In the team’s internal tests prior to posting the first round’s 10 lemmas, even the best publicly available models were only able to prove two. In the weeklong test period, various groups of amateurs and professional mathematicians tried to do better by building “scaffolds,” collaborative networks of LLMs that talked to one another to suss out mistakes. But all these efforts only solved one additional problem.
A few different factors could explain why Google and OpenAI were able to (at least partially) solve eight problems versus the public’s three. The companies could be using improved, unreleased versions of their LLMs or some more robust, internal scaffolds. Or the answers could rely on some undisclosed input from human mathematicians. (Google’s team posted an explanation of its methodology.

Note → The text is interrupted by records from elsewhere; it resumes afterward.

PR #1422, opened 2026-05-17
Update qwen3.5-bf16-b300-sglang and -mtp SGLang image to v0.5.12-cu130

Klaud-Cold:
Updates SGLang image for `qwen3.5-bf16-b300-sglang` and `qwen3.5-bf16-b300-sglang-mtp` from v0.5.11-cu130 to v0.5.12-cu130.
\nRef #1154

Generated with [Claude Code](https://claude.ai/code)


functionstackx:
### Upstream issue filed

Filed [sgl-project/sglang#25564](https://github.com/sgl-project/sglang/issues/25564) for the B300 (sm_103) flash-attn assertion that's blocking this PR's full sweep. Includes the full traceback (vision encoder → `flash_attn_v4` → `flash_fwd_sm100.py:162`), the failing CI run, and root-cause analysis.

### Why it fails despite sm_103 nominally being in range

The assertion is `self.arch >= Arch.sm_100 and self.arch <= Arch.sm_110f`. B300 is `sm_103` (Blackwell Ultra, compute cap 10.3), numerically inside that range — but the cutedsl `Arch` enum's `__le__` resolves `sm_110f` to a value *less than* `sm_103` on non-cu13 cutedsl, collapsing the effective range to `sm100 <= ... <= sm101`. (Quoted explanation from the upstream FA PR author.)

### Upstream flash-attn fix already exists

[Dao-AILab/flash-attention#2572](https://github.com/Dao-AILab/flash-attention/pull/2572) by `@ocss884` (opened earlier today, 2-line diff, awaiting `@tridao` review) replaces the broken int-comparison with `is_family_of()`:

\`\`\`diff
-assert self.arch >= Arch.sm_100 and self.arch <= Arch.sm_110f, "Only SM 10.x and 11.x are supported"
+assert self.arch.is_family_of(Arch.sm_100f) or self.arch.is_family_of(Arch.sm_110f), \
+    "Only SM 10.x and 11.x are supported"
\`\`\`

Once that merges and Tri Dao tags a new flash-attn-4 release, sglang needs to bump the `flash-attn-4>=4.0.0b9` floor in `python/pyproject.toml` to the fixed version. Until then this PR has to either pin to `lmsysorg/sglang:v0.5.11-cu130` or stay paused.

functionstackx:
### Trying suggested workaround: `--mm-attention-backend triton_attn`

Per suggestion from radixark maintainer — added `--mm-attention-backend triton_attn` to both `qwen3.5_bf16_b300.sh` and `qwen3.5_bf16_b300_mtp.sh`. The text decoder still uses `--attention-backend trtllm_mha`; this only swaps the **multi-modal (vision encoder)** attention path, which is exactly where the `flash_attn` cute kernel was failing on B300 (`sm_103`) — see the traceback `qwen3_vl.py:838` → `vision.py:491` → `flash_attn_v4` → `flash_fwd_sm100.py:162` assertion.

Pushed as `9ae53b45`. Re-triggers the full sweep — if it goes green, this is the durable fix until [Dao-AILab/flash-attention#2572](https://github.com/Dao-AILab/flash-attention/pull/2572) merges and sglang bumps its pinned `flash-attn-4`. If it still fails, the fallback is to pin the image back to `lmsysorg/sglang:v0.5.11-cu130`.

functionstackx:
### Upstream commentary: the fix is actually a `nvidia-cutlass-dsl[cu13]` dependency, not the FA PR

[@mmangkad on sgl-project/sglang#25564](https://github.com/sgl-project/sglang/issues/25564#issuecomment-4474953385) chimed in and pushed back on the framing — the FA PR is a red herring. The real bug is on the sglang side, in the CuteDSL dependency. Quoting:

> I don't think the FA PR is technically needed here, even upstream. If SM103 is hitting this assertion, that basically means we are on the non-cu13 CuTeDSL aliasing path. SGLang already defaults to CUDA 13, so I think the CuTeDSL dependency should match that now by using `nvidia-cutlass-dsl[cu13]`.
>
> The confusing bit is from the CuTeDSL 4.5 change. The `Arch` enum now aliases `sm_101*` and `sm_110*` differently depending on CUDA version. On the non-cu13 path, `sm_110f` can effectively behave like `sm_101f`, so the FA4 check `self.arch >= Arch.sm_100 and self.arch <= Arch.sm_110f` can accidentally reject `sm_103`. So the fix is just to install the `[cu13]` extra for `nvidia-cutlass-dsl`. FI does the same thing for its own `cu13` extra. We should add `[cu13]` to `nvidia-cutlass-dsl` dependency for the same reason.

So once sglang bumps its `nvidia-cutlass-dsl` dependency to the `[cu13]` extra and reships the `lmsysorg/sglang:v0.5.12-cu130` image (or v0.5.13), this PR can drop the `--mm-attention-backend triton_attn` workaround entirely. Until then the workaround on `0fd4f60c` keeps the sweep alive.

The team said this approach included “absolutely no human intervention”—the sort of claim that First Proof’s new requirements would verify in the second round.)
That’s what the second round is meant to sort out, Williams says. “This was an experiment,” she says, “to get feedback from the community to figure out how to do a more formal round.”
In addition to more robust human judging, this round will require that participants package models so the First Proof team can prompt them directly. “If it is not a public model, then we need to run it,” Abouzaid says, “because otherwise, it’s not clear what we’re testing.”
It remains to be seen whether OpenAI and Google will comply—or if the many other LLM companies and AI-for-math start-ups that were conspicuously absent during the first round will do so.
In the coming months, First Proof and other AI benchmarks might help foretell the still-hazy fate of mathematics—a tiny niche of the scientific world that suddenly has some of the Earth’s wealthiest eyes trained upon it.
“One of our main motivations is to make sure that we can tell young people what we expect the field to look like in a few years,” Abouzaid says. “And that requires understanding what these systems are actually capable of.”